I travel to PA (close to NJ) . Wonder what are the best places I can go to work on my photography.
Www.wowpics.co


----------



## bobandcar (Sep 1, 2012)

Bombay hook and henlopen in delaware. Leihigh valley in pa


----------



## MLeeK (Sep 1, 2012)

Well, your website doesn't work so I have no idea what kind of photos you are wanting to take. your own back yard can be a pretty amazing place if you look at it differently every time you go out. So can your kitchen drawers, any room in your house...


----------



## Ysarex (Sep 1, 2012)

Delaware Water Gap Natl.
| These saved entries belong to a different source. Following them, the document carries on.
PR #1614, opened 2023-12-18
frontend: Include LimitRange and ResourceQuota on Namespace Details

farodin91:
based on #1611 

From workflow perspective, it could be interesting to see ResourceQuotas and LimitRanges per Namespace. As they are mainly for all stuff inside the namespace.

What does anyone think?

image

### DIFF
--- a/frontend/src/components/common/SectionFilterHeader.tsx
+++ b/frontend/src/components/common/SectionFilterHeader.tsx
@@ -110,52 +110,54 @@ export default function SectionFilterHeader(props: SectionFilterHeaderProps) {
     actions.push(...preRenderFromFilterActions);
   }
 
-  if (!showFilters.show) {
-    actions.push(
-      <IconButton
-        aria-label={t('Show filter')}
-        onClick={() => setShowFilters({ show: true, userTriggered: true })}
-        size="medium"
-      >
-        <Icon icon="mdi:filter-variant" />
-      </IconButton>
-    );
-  } else {
-    actions.push(
-      <Grid container alignItems="flex-end" justifyContent="flex-end" spacing={1} wrap="nowrap">
-        {!noNamespaceFilter && (
+  if (!noSearch) {
+    if (!showFilters.show) {
+      actions.push(
+        <IconButton
+          aria-label={t('Show filter')}
+          onClick={() => setShowFilters({ show: true, userTriggered: true })}
+          size="medium"
+        >
+          <Icon icon="mdi:filter-variant" />
+        </IconButton>
+      );
+    } else {
+      actions.push(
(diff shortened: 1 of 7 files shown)


joaquimrocha:
@farodin91 Sorry I clicked the Ready for Review button by mistake. Let me know if this is actually ready to be reviewed so I take a look. I agree that having the ResourceQuotas and LimitRanges is good (and I think it's what kubectl does too, rigth?).

farodin91:
It depends on https://github.com/headlamp-k8s/headlamp/pull/1611.

farodin91:
@joaquimrocha This is now rebased.

joaquimrocha:
> @joaquimrocha Any feedback?

Sorry. Completely dropped the ball on this one.

I had checked the code and it looked fine. I have tested now which is what I still had to do, and the only problem is that the table search filter is not designed to happen multiple times in one view. So the result is that if we use the search filter, it changes the state for all the tables in that view:
screenshot showing the issue

We should fix the filter by allowing individual searches per table, instead of the global redux-based one.

farodin91:
@joaquimrocha Should we fix this in different PR?

joaquimrocha:
> @joaquimrocha Should we fix this in different PR?

To be honest, the UX looks pretty broken with it. So if we merge, we wouldn't be able to release like this. We could however merge if we hide the search filter all along (because then we get a missing feature, rather than a broken one 😉 ).

farodin91:
Search will be hidden on this page for now.

frontend/src/components/common/SectionFilterHeader.tsx
```diff
@@ -110,52 +110,54 @@ export default function SectionFilterHeader(props: SectionFilterHeaderProps) {
...
-        size="medium"
-      >
-        <Icon icon="mdi:filter-variant" />
-      </IconButton>
-    );
-  } else {
-    actions.push(
-      <Grid container alignItems="flex-end" justifyContent="flex-end" spacing={1} wrap="nowrap">
-        {!noNamespaceFilter && (
+  if (!noSearch) {
```
joaquimrocha, line 113: I thought we had already this capability. If this is needed in the end, please split it into its own commit.

joaquimrocha (changes requested):
Just a comment about splitting out the header changes. The rest looks fine.

frontend/src/components/common/SectionFilterHeader.tsx
farodin91: split into two commits

joaquimrocha:
Hey @farodin91 . Sorry it took me a bit to get to review the update. Can you rebase the branch so I can try it again?

joaquimrocha:
I tried the changes locally and they LGTM. Please rebase and we will merge it.

illume (approved):
👍 thanks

Rec Area.

Joe


----------



## psychoreo (Sep 1, 2012)

Outside


----------



## Rick58 (Sep 1, 2012)

Valley Forge isn't far from Phila, but as mentioned, it all depends what you're looking for


----------



## KmH (Sep 1, 2012)

psychoreo said:


> Outside


Inside too!

Best for what kind of photography?


----------



## mishele (Sep 1, 2012)

Here....
Home | Eastern State Penitentiary


----------



## zombiemann (Sep 1, 2012)

mishele said:


> Here....
> Home | Eastern State Penitentiary



That would be a fun place to go shoot.  That and Waverly Hills.  Not for any "paranormal" value, but they are very interesting locations to me.


----------



## Tee (Sep 1, 2012)

Little Grand Canyon.


----------



## mishele (Sep 1, 2012)

PA DCNR - Ricketts Glen State Park


----------